Your result should be every line of the records below that contains the word "gemini".

────────────────

PR #7251, opened 2025-08-27
Add `gemini extensions new` command to create boilerplate examples

chrstnb:
# feat(extensions): Add 'new' command

## `gemini extensions new`

The `new` command allows developers to create a new extension from a boilerplate template. This makes it easier to get started with creating new extensions.

### Usage

```
gemini extensions new <path> <template>
```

────────────────

*Response to the task*:
Add `gemini extensions new` command to create boilerplate examples
## `gemini extensions new`
gemini extensions new <path> <template>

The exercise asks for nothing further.